* ASSIGNED TASK
Your answer should consist of every line from the records that holds the string "self".

* EXTRACTED INFORMATION
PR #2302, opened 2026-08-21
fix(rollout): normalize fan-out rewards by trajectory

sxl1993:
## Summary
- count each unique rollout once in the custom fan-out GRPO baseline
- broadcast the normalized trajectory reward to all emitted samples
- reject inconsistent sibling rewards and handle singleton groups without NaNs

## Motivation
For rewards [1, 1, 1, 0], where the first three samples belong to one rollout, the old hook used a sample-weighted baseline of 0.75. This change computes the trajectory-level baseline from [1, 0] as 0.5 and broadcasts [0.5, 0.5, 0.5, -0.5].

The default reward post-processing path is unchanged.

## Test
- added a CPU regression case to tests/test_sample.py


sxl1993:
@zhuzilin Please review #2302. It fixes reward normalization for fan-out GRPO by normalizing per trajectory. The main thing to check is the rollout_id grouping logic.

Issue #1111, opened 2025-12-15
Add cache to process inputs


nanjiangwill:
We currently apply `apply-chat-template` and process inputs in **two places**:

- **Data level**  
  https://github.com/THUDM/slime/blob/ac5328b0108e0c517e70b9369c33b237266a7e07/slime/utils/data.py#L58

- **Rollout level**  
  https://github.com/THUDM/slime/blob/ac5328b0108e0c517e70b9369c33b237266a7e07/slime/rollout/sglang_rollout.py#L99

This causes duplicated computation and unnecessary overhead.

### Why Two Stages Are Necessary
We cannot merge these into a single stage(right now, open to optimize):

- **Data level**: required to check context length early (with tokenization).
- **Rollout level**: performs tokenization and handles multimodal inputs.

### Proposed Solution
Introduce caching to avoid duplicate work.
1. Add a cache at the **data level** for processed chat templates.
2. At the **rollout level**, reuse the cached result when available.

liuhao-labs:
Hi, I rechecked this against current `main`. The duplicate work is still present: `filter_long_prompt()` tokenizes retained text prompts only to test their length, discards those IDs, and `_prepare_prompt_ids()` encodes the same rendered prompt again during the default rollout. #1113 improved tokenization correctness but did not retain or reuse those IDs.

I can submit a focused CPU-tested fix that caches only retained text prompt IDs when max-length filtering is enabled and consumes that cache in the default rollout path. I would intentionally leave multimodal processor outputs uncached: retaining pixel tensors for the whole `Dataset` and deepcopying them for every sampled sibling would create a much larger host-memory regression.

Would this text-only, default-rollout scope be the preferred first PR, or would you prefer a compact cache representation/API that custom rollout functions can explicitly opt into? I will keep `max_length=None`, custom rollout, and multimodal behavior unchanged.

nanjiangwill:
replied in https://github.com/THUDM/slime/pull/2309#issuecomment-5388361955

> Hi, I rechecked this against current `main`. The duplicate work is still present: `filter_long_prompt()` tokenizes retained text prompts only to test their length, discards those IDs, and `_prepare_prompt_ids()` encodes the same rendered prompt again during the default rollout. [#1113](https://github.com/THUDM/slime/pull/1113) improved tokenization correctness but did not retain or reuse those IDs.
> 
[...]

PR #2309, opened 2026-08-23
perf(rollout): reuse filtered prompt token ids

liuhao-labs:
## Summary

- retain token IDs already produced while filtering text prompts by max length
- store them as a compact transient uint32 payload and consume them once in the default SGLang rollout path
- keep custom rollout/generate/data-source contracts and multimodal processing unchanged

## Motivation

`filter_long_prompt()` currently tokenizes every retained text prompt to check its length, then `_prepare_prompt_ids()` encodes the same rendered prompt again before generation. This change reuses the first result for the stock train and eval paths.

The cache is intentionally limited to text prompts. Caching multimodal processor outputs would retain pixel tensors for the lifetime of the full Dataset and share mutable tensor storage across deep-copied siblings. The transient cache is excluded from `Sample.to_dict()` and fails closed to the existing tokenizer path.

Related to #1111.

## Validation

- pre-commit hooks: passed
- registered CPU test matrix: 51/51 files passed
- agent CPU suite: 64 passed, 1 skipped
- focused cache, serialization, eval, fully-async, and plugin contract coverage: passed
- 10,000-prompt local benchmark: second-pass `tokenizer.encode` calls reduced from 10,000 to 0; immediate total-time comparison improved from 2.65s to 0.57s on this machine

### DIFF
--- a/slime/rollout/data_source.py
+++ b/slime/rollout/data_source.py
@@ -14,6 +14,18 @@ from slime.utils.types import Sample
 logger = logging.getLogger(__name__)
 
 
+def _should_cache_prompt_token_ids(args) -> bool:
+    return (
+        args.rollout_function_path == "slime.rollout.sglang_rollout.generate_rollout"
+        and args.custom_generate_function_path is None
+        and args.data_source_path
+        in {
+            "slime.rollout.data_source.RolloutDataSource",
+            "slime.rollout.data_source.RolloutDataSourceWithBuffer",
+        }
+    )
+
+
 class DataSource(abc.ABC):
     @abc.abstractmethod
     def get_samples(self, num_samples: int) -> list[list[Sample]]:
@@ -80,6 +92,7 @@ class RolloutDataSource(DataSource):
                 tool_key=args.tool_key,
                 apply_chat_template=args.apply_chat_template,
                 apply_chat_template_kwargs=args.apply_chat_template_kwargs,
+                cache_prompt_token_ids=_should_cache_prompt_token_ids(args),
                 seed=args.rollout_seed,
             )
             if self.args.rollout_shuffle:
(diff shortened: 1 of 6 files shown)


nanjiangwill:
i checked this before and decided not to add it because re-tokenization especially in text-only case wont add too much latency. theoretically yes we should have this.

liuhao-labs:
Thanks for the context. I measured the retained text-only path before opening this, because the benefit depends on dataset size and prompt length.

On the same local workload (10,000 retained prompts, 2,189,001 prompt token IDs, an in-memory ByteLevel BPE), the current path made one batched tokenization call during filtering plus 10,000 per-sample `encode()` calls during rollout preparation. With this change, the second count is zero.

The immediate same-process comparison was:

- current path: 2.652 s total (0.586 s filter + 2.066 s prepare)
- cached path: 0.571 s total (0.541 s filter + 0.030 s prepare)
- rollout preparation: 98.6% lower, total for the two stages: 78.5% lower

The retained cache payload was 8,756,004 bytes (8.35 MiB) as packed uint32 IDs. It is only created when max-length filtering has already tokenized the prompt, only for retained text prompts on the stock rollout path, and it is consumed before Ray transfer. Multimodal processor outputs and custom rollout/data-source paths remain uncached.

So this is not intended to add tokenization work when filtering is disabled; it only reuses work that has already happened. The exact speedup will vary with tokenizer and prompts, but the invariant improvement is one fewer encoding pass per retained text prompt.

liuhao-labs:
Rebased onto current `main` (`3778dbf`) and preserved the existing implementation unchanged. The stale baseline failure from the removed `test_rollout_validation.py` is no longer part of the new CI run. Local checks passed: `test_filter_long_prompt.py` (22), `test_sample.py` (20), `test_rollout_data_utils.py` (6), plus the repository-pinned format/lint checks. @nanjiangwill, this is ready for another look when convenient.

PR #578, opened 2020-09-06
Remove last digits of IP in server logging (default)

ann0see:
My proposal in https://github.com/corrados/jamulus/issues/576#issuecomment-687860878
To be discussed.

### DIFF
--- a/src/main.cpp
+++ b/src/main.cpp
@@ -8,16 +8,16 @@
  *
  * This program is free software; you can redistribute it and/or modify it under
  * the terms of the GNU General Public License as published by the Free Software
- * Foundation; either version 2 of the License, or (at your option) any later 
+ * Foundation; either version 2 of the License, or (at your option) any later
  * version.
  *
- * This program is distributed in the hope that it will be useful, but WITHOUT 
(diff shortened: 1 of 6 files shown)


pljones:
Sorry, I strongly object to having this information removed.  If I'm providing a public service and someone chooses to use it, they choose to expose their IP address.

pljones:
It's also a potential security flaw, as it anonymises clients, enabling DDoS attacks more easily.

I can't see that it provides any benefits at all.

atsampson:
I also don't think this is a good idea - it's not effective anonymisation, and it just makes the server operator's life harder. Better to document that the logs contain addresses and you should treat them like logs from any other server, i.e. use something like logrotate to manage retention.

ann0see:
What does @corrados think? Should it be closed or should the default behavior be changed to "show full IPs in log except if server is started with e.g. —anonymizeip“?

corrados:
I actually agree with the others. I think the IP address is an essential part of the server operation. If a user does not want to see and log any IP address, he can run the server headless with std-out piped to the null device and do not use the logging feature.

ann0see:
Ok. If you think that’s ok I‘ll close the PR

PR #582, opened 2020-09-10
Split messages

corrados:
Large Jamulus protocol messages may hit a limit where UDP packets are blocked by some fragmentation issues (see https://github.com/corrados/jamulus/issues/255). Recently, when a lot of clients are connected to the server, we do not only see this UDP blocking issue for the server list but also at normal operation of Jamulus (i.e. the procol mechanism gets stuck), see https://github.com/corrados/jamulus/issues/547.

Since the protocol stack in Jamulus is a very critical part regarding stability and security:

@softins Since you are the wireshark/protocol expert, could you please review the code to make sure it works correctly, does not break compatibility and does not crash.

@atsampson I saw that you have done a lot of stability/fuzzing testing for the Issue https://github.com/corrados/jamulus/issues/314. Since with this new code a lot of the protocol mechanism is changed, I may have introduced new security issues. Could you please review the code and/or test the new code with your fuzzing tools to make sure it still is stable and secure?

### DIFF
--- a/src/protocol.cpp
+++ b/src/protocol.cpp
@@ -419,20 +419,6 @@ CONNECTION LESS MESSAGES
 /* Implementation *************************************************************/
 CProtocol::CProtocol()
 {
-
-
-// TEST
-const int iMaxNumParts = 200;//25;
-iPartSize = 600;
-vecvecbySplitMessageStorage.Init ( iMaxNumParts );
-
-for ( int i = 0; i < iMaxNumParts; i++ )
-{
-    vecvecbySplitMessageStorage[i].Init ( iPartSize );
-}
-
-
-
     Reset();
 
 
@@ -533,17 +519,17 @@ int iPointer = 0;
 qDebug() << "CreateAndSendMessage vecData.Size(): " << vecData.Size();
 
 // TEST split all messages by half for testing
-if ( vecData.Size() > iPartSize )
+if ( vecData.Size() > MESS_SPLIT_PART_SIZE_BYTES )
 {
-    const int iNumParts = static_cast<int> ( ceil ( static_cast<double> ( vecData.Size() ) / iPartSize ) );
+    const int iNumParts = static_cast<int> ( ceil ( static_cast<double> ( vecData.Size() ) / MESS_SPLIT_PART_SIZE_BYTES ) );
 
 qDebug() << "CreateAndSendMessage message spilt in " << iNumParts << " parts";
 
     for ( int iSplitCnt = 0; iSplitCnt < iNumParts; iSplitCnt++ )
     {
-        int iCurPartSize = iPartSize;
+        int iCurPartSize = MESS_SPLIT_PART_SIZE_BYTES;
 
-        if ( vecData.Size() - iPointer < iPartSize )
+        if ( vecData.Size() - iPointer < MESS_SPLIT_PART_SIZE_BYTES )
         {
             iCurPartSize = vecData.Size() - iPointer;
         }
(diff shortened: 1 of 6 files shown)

* EXERCISE RESPONSE
     def get_samples(self, num_samples: int) -> list[list[Sample]]:
             if self.args.rollout_shuffle:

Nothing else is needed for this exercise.